Kam’s Kapsules by Kam Williams

Due Date (R for profanity, sexuality, and drug use). Robert Downey, Jr. and Zack Galifianakis co-star in this road comedy about an uptight father-to-be who hitches a ride across the country with a wacky slacker in order to make it on time to witness the birth of his baby. With Michelle Monaghan, Jamie Foxx, Juliette Lewis, Charlie Sheen, and RZA.

Fair Game (PG-13 for profanity). The Valerie Plame affair is revisited by this espionage thriller about a CIA Agent (Naomi Watts) whose cover was ostensibly blown because her diplomat husband (Sean Penn) had publicly questioned the veracity of the Bush administration’s “weapons of mass destruction” rationale for the invasion of Iraq. With Sam Shepard, Bruce McGill, and Ty Burrell.

For Colored Girls (R for rape, sexuality, and profanity). Tyler Perry’s adaptation of Ntozake Shange’s feminist stage play explores a variety of themes pertinent to the African-American community, ranging from rape, infidelity. domestic violence, to gays still in the closet. Cast includes Janet Jackson, Thandie Newton, Kelly Washington, Loretta Devine, Kimberly Elise, Phylicia Rashad, Macy Gray, Anika Noni Rose, and Whoopi Goldberg.

The Girl Who Kicked the Hornet’s Nest (R for sexuality, brief profanity, and graphic violence). Final installment in the trilogy, based on the posthumously published novels by the late Stieg Larsson, finds the plucky protagonist (Noomi Rapace) recovering from her bullet wounds while awaiting trial for a triple murder and plotting to take revenge on those responsible for her predicament. Cast includes Michael Nyqvist, Lena Endre, and Annika Hallin. In Swedish with subtitles.

Harry Potter and the Deathly Hallows: Part 1 (PG-13 for intense violence, frightening images, and brief sensuality). First half of the final installment of J.K. Rowling’s series has Harry (Daniel Radcliffe), Ron (Rupert Grint), and Hermione (Emma Watson) joining forces to wrest control of Hogwarts and the Ministry of Magic back from evil Lord Voldemort (Ralph Fiennes) and his minions. Cast includes Bill Nighy, Richard Griffiths, and Helena Bonham Carter.

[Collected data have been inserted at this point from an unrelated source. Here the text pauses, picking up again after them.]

PR #331, opened 2021-04-11
i2c: improve communication with i2c devices in i2c_write_blocking

### LINKED ISSUE #278: i2c: i2c_write_blocking not returning PICO_ERROR_GENERIC when expected
The program below is a variant of [bus_scan](https://github.com/raspberrypi/pico-examples/blob/sdk-1.1.0/i2c/bus_scan/bus_scan.c) from pico-examples. It calls ```i2c_write_blocking``` rather than ```i2c_read_blocking```.

```c
#include <stdio.h>
#include "pico/stdlib.h"
#include "hardware/i2c.h"

static bool reserved_addr(uint8_t addr) {
    return (addr & 0x78) == 0 || (addr & 0x78) == 0x78;
}

int main() {
    stdio_init_all();

    i2c_init(i2c_default, 100 * 1000);
    gpio_set_function(PICO_DEFAULT_I2C_SDA_PIN, GPIO_FUNC_I2C);
    gpio_set_function(PICO_DEFAULT_I2C_SCL_PIN, GPIO_FUNC_I2C);
    gpio_pull_up(PICO_DEFAULT_I2C_SDA_PIN);
    gpio_pull_up(PICO_DEFAULT_I2C_SCL_PIN);

    printf("\ni2c_write_blocking test\n");
    printf("   0  1  2  3  4  5  6  7  8  9  A  B  C  D  E  F\n");

    for (int addr = 0; addr < (1 << 7); ++addr) {
        if (addr % 16 == 0) {
            printf("%02x ", addr);
        }

        int ret;
        uint8_t txdata = 0;
        if (reserved_addr(addr)) {
            ret = PICO_ERROR_GENERIC;
        } else {
            ret = i2c_write_blocking(i2c_default, addr, &txdata, 1, false);
            if (ret != 1) {
               printf("never printed as ret is always 1\n");
            }
        }

        printf(ret < 0 ? "." : "@");
        printf(addr % 16 == 15 ? "\n" : "  ");
    }
}
```

Although there is only one device on the I2C bus, an MCP9808 temperature sensor at address 0x18, the output of this program is:

```
i2c_write_blocking test
   0  1  2  3  4  5  6  7  8  9  A  B  C  D  E  F
00 .  .  .  .  .  .  .  .  @  @  @  @  @  @  @  @
10 @  @  @  @  @  @  @  @  @  @  @  @  @  @  @  @
20 @  @  @  @  @  @  @  @  @  @  @  @  @  @  @  @
30 @  @  @  @  @  @  @  @  @  @  @  @  @  @  @  @
40 @  @  @  @  @  @  @  @  @  @  @  @  @  @  @  @
50 @  @  @  @  @  @  @  @  @  @  @  @  @  @  @  @
60 @  @  @  @  @  @  @  @  @  @  @  @  @  @  @  @
70 @  @  @  @  @  @  @  @  .  .  .  .  .  .  .  .
```

```i2c_write_blocking``` returns 1 every time it's called although it should only return 1 when called for `addr` 0x18. ```i2c_write_blocking``` should return `PICO_ERROR_GENERIC` every time it's called except when called for `addr` 0x18.

**Edit**: Tested with pico-sdk v1.1.0

### PR DESCRIPTION
**Pull request by fivdi**
This PR should fix #278.

For testing, the following three test programs were used:

- [bus_scan_issue_278](https://github.com/fivdi/rp2040-tests/tree/master/i2c/bus_scan_issue_278)
- [scan_at_many_baudrates](https://github.com/fivdi/rp2040-tests/tree/master/i2c/scan_at_many_baudrates)
- [read_and_write_devices](https://github.com/fivdi/rp2040-tests/tree/master/i2c/read_and_write_devices)

Each test program has a readme with a short explanation of their purpose.

~~(While working on this issue I noticed a problem with baudrate 1144. All other baud rates from 1000 to 2048000 look good but 1144 doesn't work. I'm not sure why but I'll create a separate issue for that.)~~

**Edit:** There isn't actually an issue with baudrate 1144. I went a step too far with underclocking. The lowest baudrate supported is 1145. At baudrates lower than 1145, the value of `lcnt` is greater than 2^16-1 (65535) and no longer fits in the 16-bit IC_FS_SCL_LCNT field of the IC_FS_SCL_LCNT register. Should there be `asserts` in `i2c_set_baudrate` to check if `lcnt` or `hcnt` is > 65535?

### DIFF
--- a/src/rp2_common/hardware_i2c/i2c.c
+++ b/src/rp2_common/hardware_i2c/i2c.c
@@ -43,7 +43,8 @@ uint i2c_init(i2c_inst_t *i2c, uint baudrate) {
             I2C_IC_CON_SPEED_VALUE_FAST << I2C_IC_CON_SPEED_LSB |
             I2C_IC_CON_MASTER_MODE_BITS |
             I2C_IC_CON_IC_SLAVE_DISABLE_BITS |
-            I2C_IC_CON_IC_RESTART_EN_BITS;
+            I2C_IC_CON_IC_RESTART_EN_BITS |
+            I2C_IC_CON_TX_EMPTY_CTRL_BITS;
 
     // Set FIFO watermarks to 1 to make things simpler. This is encoded by a register value of 0.
     i2c->hw->tx_tl = 0;
@@ -145,7 +146,7 @@ static int i2c_write_blocking_internal(i2c_inst_t *i2c, uint8_t addr, const uint
     bool abort = false;
     bool timeout = false;
 
-    uint32_t abort_reason;
+    uint32_t abort_reason = 0;
     int byte_ctr;
 
     int ilen = (int)len;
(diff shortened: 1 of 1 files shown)

### CODE REVIEW

**Comment by Wren6991** [comment]
Thank you for looking so deeply into this. This patch causes the existing `i2c_bus_scan` example (with `i2c_read_blocking()`) to fail to find any devices. I haven't looked into the reason yet, but the `I2C_IC_CON_TX_EMPTY_CTRL_BITS` in `i2c_init()` seems like the only change that could have affected this.

**Comment by fivdi** [comment]
There are some issues in `i2c_read_blocking_internal` too and my assumption that they can be fixed later may be incorrect. I'll take a look. The change with `I2C_IC_CON_TX_EMPTY_CTRL_BITS` may be relevant for `i2c_read_blocking_internal`.

**Comment by lurch** [comment]
> Should there be asserts in i2c_set_baudrate to check if lcnt or hcnt is > 65535?

It already does? Or is there an off-by-one error? https://github.com/raspberrypi/pico-sdk/blob/master/src/rp2_common/hardware_i2c/i2c.c#L72

**Comment by fivdi** [comment]
>>Should there be asserts in i2c_set_baudrate to check if lcnt or hcnt is > 65535?
>
>It already does? Or is there an off-by-one error? https://github.com/raspberrypi/pico-sdk/blob/master/src/rp2_common/hardware_i2c/i2c.c#L72

Sorry, my mistake, you are right, the checks are there already and look good.

**Comment by fivdi** [comment]
> Thank you for looking so deeply into this.

You're welcome 😄 

>This patch causes the existing `i2c_bus_scan` example (with `i2c_read_blocking()`) to fail to find any devices. I haven't looked into the reason yet, but the `I2C_IC_CON_TX_EMPTY_CTRL_BITS` in `i2c_init()` seems like the only change that could have affected this. (edit; actually am now struggling to reproduce this)
> 
> edit2: yes, loose wiring, sorry. Odd because I could swap the branches back and forth and it seemed repeatable until I commented!

Just to be sure, I ran the existing `i2c_bus_scan` example (with `i2c_read_blocking()`) about 100 times and it ran successfully each time only detecting the three devices on the bus.

To be extra sure, I also ran [this test program](https://github.com/fivdi/rp2040-tests/tree/master/i2c/scan_with_read_at_100k) which continuously scans the I2C bus with `i2c_read_blocking`. It's running at the moment and has done over 165000 scans and each scan only detected the three devices on the bus.

**Comment by fivdi** [comment]
> There are some issues in `i2c_read_blocking_internal` too and my assumption that they can be fixed later may be incorrect. I'll take a look. The change with `I2C_IC_CON_TX_EMPTY_CTRL_BITS` may be relevant for `i2c_read_blocking_internal`.

I don't think the change with `I2C_IC_CON_TX_EMPTY_CTRL_BITS` has an effect on `i2c_read_blocking_internal`. For the potential issues in `i2c_read_blocking_internal` see #336

**Comment by Wren6991** [comment]
Reading through the patch again in detail:

```
// TODO Could there be an abort while waiting for the STOP
// here? If so, additional code would be needed here
// to take care of the abort.
```

If I understand correctly, the outcome when this happens is that we leave the I2C in an aborted state when returning from the function. However this already happens when we see an abort type other than TX_ABRT (and it seems you would need to re-call i2c_init() to clear those aborts), so this only causes additional trouble in the case where

- A TX_ABRT occurs
- The abort is cleared
- Whilst waiting for the STOP following the TX_ABRT, another abort takes place

Which I don't think is reachable, so I think this is ok as is.

Wren6991:
It's a bit hard to figure out exactly *when* the aborts take place from the docs, so probably worth leaving that comment there and merging as is. Seems like this change is a strict improvement

Wren6991 (approved):
Thank you for this!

Hereafter (PG-13 for mature themes, disturbing images, and brief profanity). Clint Eastwood directs this otherworldly drama about three haunted souls whose lives serendipitously intersect, an American blue collar worker with psychic powers (Matt Damon), a French tsunami survivor (Cecile De France), and a British schoolboy (Frankie McLaren) grieving over the death of his twin brother (George McLaren). Cast includes Jay Mohr, Richard Kind, and Tex Jacks.

Inside Job (Unrated). The worst recession since the Great Depression is the subject of this documentary chronicling the causes of the global financial meltdown of 2008 which led to over $20 trillion in losses on Wall Street while causing millions to lose their jobs and homes.

Jackass 3-D (R for nudity, profanity, crude humor, and dangerous stunts). Johnny Knoxville, Bam Margera, Steve-O, and the rest of the stuntmen return for another round of jaw dropping death defying feats, this time in 3-D.

Mao’s Last Dancer (Unrated). Biopic recounts the acrobatic exploits of Li Cunxin (Chi Cao), a peasant plucked from poverty at the age of 11 to train at the prestigious Beijing Ballet Academy and who blossomed into one of the world’s elite dancers. With Joan Chen, Bruce Greenwood, and Suzie Steen. In English and Mandarin with subtitles.

Megamind (PG for action and mild epithets). Animated adventure in 3-D about a hapless, evil villain (Will Ferrell) who decides to align himself with the forces of good after the demise of his longtime superhero adversary (Brad Pitt) when he unwittingly creates a diabolical scoundrel (Jonah Hill) bent on world domination. Voice cast includes Tina Fey, Ben Stiller, and J.K. Simmons.

Morning Glory (PG-13 for profanity, sexuality, and drug references). Romantic comedy about an aspiring TV producer (Rachel McAdams) whose hopes to save a struggling news program depend on her controlling the show’s feuding co-anchors (Diane Keaton and Harrison Ford). With Jeff Goldblum, Ty Burrell, Patrick Wilson, and cameos by 50 Cent, Chris Matthews, Lloyd Banks, and Morley Safer. In English and Ukrainian with subtitles.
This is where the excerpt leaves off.